At the bottom heating station 84 a bottom heater means 24 such as the one illustrated by FIG. 11 is utilized to heat the annular skirt 62 of the bottom member 16 and the adjacent portion of the tubular sidewall 23 in order to soften the thermoplastic coatings thereof to a suitable bonding temperature. A tubular member 106 having a passageway 107 therethrough provides a supply of heated gas to a chamber 108 from which the heated gas is dispensed through a plurality of openings 109 located along the entire annular periphery of the chamber 108. An annular shroud 111 concentric with the annular outer surface of the chamber 108 and extending below the chamber 108 forms an annular heating area 112 into which the end of the tubular body 23 and the adjacent skirt 62 of the closure member 16 can be inserted in order to provide a forced flow of hot air or other suitable gas along the portions of the closure member 16 and tubular sidewall 23 which are to be heated. While the mandrel 18 remains stationary at the bottom heating station, the bottom heating means 24 is lowered into position with the edge of the tubular sidewall 23 and the skirt 62 of the closure member 16 extending into the annular space 112. The bottom heating means 24 is subsequently withdrawn to the position illustrated prior to indexing of the mandrel 18 to the next station. The temperature of air or other gas provided to the bottom heating means 24 and the length of time which the portions of the tubular sidewall 23 and closure member 16 to be heated are maintained within the annular opening 112 can be adjusted as required to achieve the desired degree of softening of the thermoplastic coatings on the sidewall 23 and the skirt 62.
A preferred bottom sealing means 25 is illustrated by FIG. 12. A rotating shaft 115 is equipped with a bottom sealing head 116 rigidly attached thereto and rotating therewith. A plurality of generally cylindrical rollers 117 are spaced around the perimeter of the head 116 and are rotatably affixed thereto with the axis of rotation of each roller 117 being directed radially outward from, and at a generally right angle to, the central axis of the shaft 115. As the rotating head 116 is lowered to the edge of the tubular sidewall 23 on the mandrel 18 located at the bottom sealing station, a depending annular flange 118 of the head 116 guides the edge of the tubular sidewall 23 into an annular groove 121 in each of the rollers 117. Further lowering of the head 116 coupled with the rotation thereof causes the generally semicircular cross section of the annular groove 121 in each roller 117 to roll the continuous edge of the tubular sidewall 23 inwardly, thereby enfolding the skirt 62 of the closure member 16 and applying pressure to the skirt 62 of the closure member 16 and the edge of the tubular sidewall 23 to bring the rolled sidewall and closure skirt into intimate contact with each other. After the sidewall and closure skirt have been rolled as desired, the bottom sealing means 25 is raised or withdrawn to its original position ready for subsequent sealing of the next sidewall 23 and closure member 16 indexed to the bottom sealing station.

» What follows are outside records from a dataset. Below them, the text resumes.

PR #3168, opened 2026-07-30
Performance: bypass __init__ in InferenceContext.clone()

Pierre-Sassoulas:
## Type of Changes

## Description

`clone()` is called ~85k times per `pandas/core/frame.py` pylint run, making it the hottest constructor in inference. This builds the copy through `__new__` and writes the slots directly, skipping the conditional default handling in `__init__` that the caller immediately overwrites.

New `tests/test_context.py` pins the semantics the fast path has to keep: `path` and `constraints` are independent copies, `lookupname` is reset, the `nodes_inferred` counter stays shared, `callcontext` and `boundnode` carry over, and `__init__` is genuinely not called. `TestInferenceContextInit` covers the `nodes_inferred` parameter on the regular constructor, which the bypass has to stay consistent with.

Refs #1115

### DIFF
--- a/tests/test_context.py
+++ b/tests/test_context.py
@@ -1,0 +1,173 @@
+# Licensed under the LGPL: https://www.gnu.org/licenses/old-licenses/lgpl-2.1.en.html
+# For details: https://github.com/pylint-dev/astroid/blob/main/LICENSE
+# Copyright (c) https://github.com/pylint-dev/astroid/blob/main/CONTRIBUTORS.txt
+
+"""Tests for ``astroid.context.InferenceContext``.
+
+The hot-path ``clone()`` implementation bypasses ``__init__`` and writes
+slots directly. These tests pin down each field's clone semantics so a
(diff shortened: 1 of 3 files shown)


Pierre-Sassoulas:
No change in the benchmark suite is expected (we don't benchmark on pandas and the change is small most of the time). On pandas/core/frame.py walk+infer we remove ~62,700 Python __init__ frames and traded them for  ~62,700 C-level object.__new__ calls which are faster.

tests/test_context.py
DanielNoord, line 1: Why are we mixing unittest class based and pytest function based tests?

DanielNoord (approved):
Tests feel a bit verbose for such a small change, but LGTM!

tests/test_context.py
Pierre-Sassoulas: Probably because historically we have unittest class and everyone want to do pytest style test instead.

PR #3099, opened 2026-06-11
Fix .pyi stubs being shadowed by compiled modules in get_source_file

czinck:
## Type of Changes

|     | Type                   |
| --- | ---------------------- |
| ✓   | :bug: Bug fix          |

## Description
https://github.com/pylint-dev/astroid/pull/2722 generalized ``get_source_file`` from "if handed a .pyi, return it" to "if handed any non-source extension, return it as-is". Unfortunately, that also matched compiled bytecode (.pyc/.pyo) and binary extension modules (.so/.pyd/.dll): when import machinery handed in a ``.pyc`` that had a ``.pyi`` stub beside it, the ``.pyc`` was returned and then parsed as source, failing with "wrong encoding".

Exclude bytecode and binary-extension suffixes from that branch so they fall through to the normal stub/source lookup. The existing non-standard-extension behavior (custom suffixes like ``.weird_ext``) is unchanged.

Closes #3087

PR #3172, opened 2026-07-31
Fix .pyi stub files not found when .pyc exists alongside

### LINKED ISSUE #3087: Python stub (.pyi) files not recognized anymore
I'm using pylint to lint a project where compiled Python files (.pyc) with accompanying .pyi files in the same directory are used.
This was working after https://github.com/pylint-dev/astroid/pull/2182 but https://github.com/pylint-dev/astroid/commit/f52268d03c0d19d869d830444f500c154d8a74e5 broke it.

https://github.com/pylint-dev/astroid/commit/f52268d03c0d19d869d830444f500c154d8a74e5#diff-e5a55c11db6936487f8a4a0b39ecbf871ad96770558eac237b9319f0cbead2e2R492

```
if orig_ext not in PY_SOURCE_EXTS and os.path.exists(f"{base}.{orig_ext}"):
        return f"{base}.{orig_ext}"
```
.pyc is not in `PY_SOURCE_EXTS`, the pyc will be used instead of .pyi and lead to errors like "wrong encoding".

I don't know the exact history of this commit and not sure how to resolve it without breaking anything else.

pylint 3.3.9 with astroid 3.3.9 is working as expected, any later version fail.

TheGreatApollyon:
Fixes #3087

When a `.pyc` file is passed to `_datafilename_lstrip`, the old code returned the `.pyc` path immediately without checking for `.pyi` stubs. Skip the early return for bytecode extensions (`.pyc`, `.pyo`) so the stubs-first lookup logic can find `.pyi` files.

Before this fix, projects using compiled `.pyc` files with accompanying `.pyi` stubs would fail with "wrong encoding" errors because astroid picked up the `.pyc` instead of the `.pyi`.

### DIFF
--- a/astroid/modutils.py
+++ b/astroid/modutils.py
@@ -496,7 +496,11 @@ def get_source_file(
     filename = os.path.abspath(_path_from_filename(filename))
     base, orig_ext = os.path.splitext(filename)
     orig_ext = orig_ext.lstrip(".")
-    if orig_ext not in PY_SOURCE_EXTS and os.path.exists(f"{base}.{orig_ext}"):
+    if (
+        orig_ext not in PY_SOURCE_EXTS
+        and orig_ext not in ("pyc", "pyo")
+        and os.path.exists(f"{base}.{orig_ext}")
+    ):
         return f"{base}.{orig_ext}"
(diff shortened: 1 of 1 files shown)


DanielNoord:
Duplicate of #3099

Cooling of the previously softened thermoplastic coating of the closure member 16 and tubular sidewall 23 during and immediately following the rolling of the edge of the tubular sidewall 23 and the skirt 62 of the bottom closure member will complete the bottom sealing operation.
FIG. 13 illustrates the preferred container finishing apparatus 31 having a base assembly 32 equipped with conveyor means for moving containers from station to station and means for grasping each container at one or more selected stations as well as a finishing means 33 located above one or more stations of the base assembly 32 for performing a finishing operation on a container 26. The illustration of FIG. 13 has been simplified by illustrating only those operating portions of the apparatus required to perform the necessary functions of the apparatus and omitting the various bearings, bushings, support members, and other similar conventional apparatus normally associated with the type of mechanisms shown and described. In addition, certain portions of the apparatus have been cut away to more clearly illustrate the operation of the apparatus. The base assembly 32 comprises a base plate 131 upon which are mounted a plurality of guide rails 132 positioned thereon to define one or more paths for generally straight line movement along the length of the base plate 131. While a generally continuous base plate 131 has been illustrated, it is understood that the base plate 131 can be shaped in many different configurations and still provide the required underlying surface between the guide rails 132 along which a container can be moved. Also, in place of the guide rails 132, guide wires or other similar means can be used for defining a generally straight line path of movement and for maintaining a container 26 or a plurality of such containers within the straight line path so defined.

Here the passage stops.